◆ **Provided records**:
PR #751, opened 2024-02-21
query: add global aggregation function pushdown optimization for Max

asubiotto:
When reading Particulates from blocks (either in-memory or object storage), we can drastically reduce the runtime of global aggregations with no filters. This commit implements the optimization pushdown as a filter.

In case of Max (implemented in this commit) for example, the TrueNegativeFilter memoizes the maximum value seen and filters out any Particulates that will definitely not contribute to the aggregation function (i.e. whose max value is less than the max value seen so far). This drastically reduces global Max queries. For example, on 1.5GB of data, a global Max on an unsorted int64 column went from 900ms to 50ms.

### DIFF
--- a/query/logicalplan/optimize.go
+++ b/query/logicalplan/optimize.go
@@ -15,6 +15,7 @@ func DefaultOptimizers() []Optimizer {
 		},
 		&FilterPushDown{},
 		&DistinctPushDown{},
+		&AggFuncPushDown{},
 	}
 }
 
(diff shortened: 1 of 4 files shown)


query/logicalplan/optimize.go
```diff
@@ -154,3 +155,39 @@ func (p *DistinctPushDown) optimize(plan *LogicalPlan, distinctColumns []Expr) {
...
+}
+
+func (p *AggFuncPushDown) optimize(plan *LogicalPlan, filterExpr Expr) {
+	switch {
+	case plan.TableScan != nil:
+		if filterExpr != nil {
+			plan.TableScan.Filter = filterExpr
+		}
+	case plan.Aggregation != nil:
+		if plan.Aggregation.GroupExprs == nil && len(plan.Aggregation.AggExprs) == 1 {
```
brancz, line 180: nit: just to be more defensive here, maybe check the len of group exprs instead

brancz (approved):
Very cool optimization!

brancz (approved):

thorfour (approved):

PR #754, opened 2024-02-26
Update README.md

raphaelauv:
InfluxDB IOx is now part of InfluxDB

https://www.influxdata.com/blog/the-plan-for-influxdb-3-0-open-source/#heading3

also duckdb is an embedded  db


thorfour (approved):
Thanks for the fixes!

PR #761, opened 2024-03-04
Fix: double snapshot data loss

### LINKED ISSUE #753: snapshot: two snapshots at the same txn causes data loss
If a DB receives no writes between two snapshots, the second snapshot will error out, causing the first snapshot to be removed from disk and resulting in data loss:
```
level=error db=<...> name=storage ts=2024-02-22T08:24:04.677341856Z caller=snapshot.go:140 msg="failed to snapshot database" err="failed to write snapshot for tx 47318: failed to snapshot table <...> index: link /data/database/<...>/index/table/01HQ64SWCRHN5AR6RS01SXYN16/L1/00000000000000000000.idx /data/databases/<...>/snapshots/00000000000000047318/index/table/01HQ64SWCRHN5AR6RS01SXYN16/L1/00000000000000000000.idx: file exists"
```

The above error causes the following log line to be printed on recovery:
```
level=info db=<...> name=storage ts=2024-02-22T08:24:30.532034244Z caller=db.go:700 msg="failed to load latest snapshot" db=<...> err="no valid snapshots found"
```
The culprit seems to be this line:
https://github.com/polarsignals/frostdb/blob/d9f86325ab691f52e33d19b86ff9d78b6ea313c3/snapshot.go#L192

Couple of ways to fix this. Maybe the easiest is to us `reclaimDiskSpace` instead of `RemoveAll` which takes into account snapshot validity on disk. Another is to remove a snapshot with the same txn on disk before performing the new snapshot, or checking whether a valid snapshot already exists on disk (since if it is invalid I think we do want to perform it), but this might be more expensive.

thorfour:
Previously if we took a snapshot, stopped writing and shutdown the database we would take another snapshot. This snapshot would fail which would cause it to remove the valid snapshot directory.

This changes the behavior of snapshots to first check if a snapshot already exists. If it does validate it and if the snapshot is valid abort taking a new one. If the snapshot is invalid then remove it and perform the snapshot.

Closes #753

### DIFF
--- a/db_test.go
+++ b/db_test.go
@@ -2853,8 +2853,6 @@ func Test_DB_SnapshotDuplicate(t *testing.T) {
 	require.NoError(t, err)
 	db, err = c.DB(context.Background(), "test")
 	require.NoError(t, err)
-	table, err = db.Table("test", config)
-	require.NoError(t, err)
 
 	validateRows := func(expected int64) {
 		pool := memory.NewCheckedAllocator(memory.DefaultAllocator)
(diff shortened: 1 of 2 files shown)


brancz (approved):
Nice!

PR #763, opened 2024-03-07
add script into makefile for easier upgrading dependencies

elliotchenzichang:
Hi, me again. 
For easier upgrading dependencies, I add a script into makefile. We can simply trigger it to upgrade all dependencies. This will bring more convenience to our development


thorfour:
I think instead of a script we want to add renovate https://github.com/renovatebot/renovate instead and have that automatically update our dependencies for us.

metalmatze:
It's probably possible to copy most of the config from Parca: https://github.com/parca-dev/parca/blob/main/renovate.json
That one, in turn, depends on the Parca org-wide config, which we can also add to polarsignals.
https://github.com/parca-dev/.github/blob/main/.github/renovate.json

Let us know if you have further questions!

PR #766, opened 2024-03-12
pqarrow/arrowutils: Use SortingColumns in MergeRecords

metalmatze:
This allows to merge records in arbitrary orders and columns.


asubiotto:
Weird, I thought we already did this?

PR #771, opened 2024-03-22
fix: uint64 persistence

thorfour:
We preiviously were not detecting uint64 arrow arrays and weren't casting them correctly to an int64 array for Parquet. This adds the switch statement to correctly perform this conversion.

We were also assuming that ONLY dynamic columns needed to have a definition level of 1, but we have other columns that also support nullable values. This removes the dynamic column check and correctly checks the parquet optionality instead.


metalmatze (approved):
🥳

PR #784, opened 2024-03-26
Add FrostDB gRPC Query service

metalmatze:
This allows applications (TypeScript, Go, or something else) to send arbitrary logical plans to an application implementing the FrostDBService Query endpoint.


proto/frostdb/storage/v1alpha1/storage.proto
```diff
@@ -0,0 +1,299 @@
...
+  // Query executes the query plan contained in the request and returns back
+  // the results as arrow records in IPC format.
+  rpc Query(QueryRequest) returns (QueryResponse) {}
+}
+
+// QueryRequest is the message sent to the Query gRPC endpoint.
+message QueryRequest {
+  // PlanRoot is the root of the query plan (i.e. a scan node).
+  PlanNode plan_root = 1;
+}
```
metalmatze, line 17: It's pretty hard to debug individual queries with three different ones already. 
What do you think about adding this? 

```suggestion
message QueryRequest {
  // PlanRoot is the root of the query plan (i.e. a scan node).
  PlanNode plan_root = 1;
  // optional description of the query to make debugging easier
  string description = 2;
}
```

proto/frostdb/storage/v1alpha1/storage.proto
```diff
@@ -0,0 +1,299 @@
...
+
+// QueryResponse is the message received from the Query gRPC endpoint.
+message QueryResponse {
+  // The resulting arrow record as bytes.
+  bytes record = 1;
+}
```
metalmatze, line 23: Similar to the above, I added more information about individual queries. One of which is always running `explain` on the query. This string is logged. 

I'm wondering what you would think about also (optionally) returning the explainer string to the caller.
```suggestion
// QueryResponse is the message received from the Query gRPC endpoint.
message QueryResponse {
  // The resulting arrow record as bytes.
  bytes record = 1;
  // explain string that shows the underlying executed physical plan
  string explain = 2;
}
```

proto/frostdb/storage/v1alpha1/storage.proto
nicolastakashi: I like the idea, just wondering how we will populate this?
This should be dynamically right?

proto/frostdb/storage/v1alpha1/storage.proto
nicolastakashi: Like the idea, especially in the future we can have a query planner 🔝

proto/frostdb/storage/v1alpha1/storage.proto
```diff
@@ -0,0 +1,301 @@
+syntax = "proto3";
+
+package frostdb.storage.v1alpha1;
+
+// FrostDBService is a service that allows clients to execute queries as logicalplan
+// against an instance of FrostDB.
+service FrostDBService {
+  // Query executes the query plan contained in the request and returns back
+  // the results as arrow records in IPC format.
+  rpc Query(QueryRequest) returns (QueryResponse) {}
```
brancz, line 10: this should return a stream, no?

query/exprpb/proto.go
```diff
@@ -0,0 +1,591 @@
...
+func protoAggFuncToLogicalAggFunc(f storagepb.AggregationFunction_Type) (logicalplan.AggFunc, error) {
+	switch f {
+	case storagepb.AggregationFunction_TYPE_SUM:
+		return logicalplan.AggFuncSum, nil
+	case storagepb.AggregationFunction_TYPE_MIN:
+		return logicalplan.AggFuncMin, nil
+	case storagepb.AggregationFunction_TYPE_MAX:
+		return logicalplan.AggFuncMax, nil
+	case storagepb.AggregationFunction_TYPE_COUNT:
+		return logicalplan.AggFuncCount, nil
```
brancz, line 199: the internal version of this has new options here, can you sync this? the proto will need a small update as well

◆ **What the task requires**: From the data above, copy each line where the string "message" appears.

◆ **Exercise answer**:
+// QueryRequest is the message sent to the Query gRPC endpoint.
+message QueryRequest {
message QueryRequest {
+// QueryResponse is the message received from the Query gRPC endpoint.
+message QueryResponse {
// QueryResponse is the message received from the Query gRPC endpoint.
message QueryResponse {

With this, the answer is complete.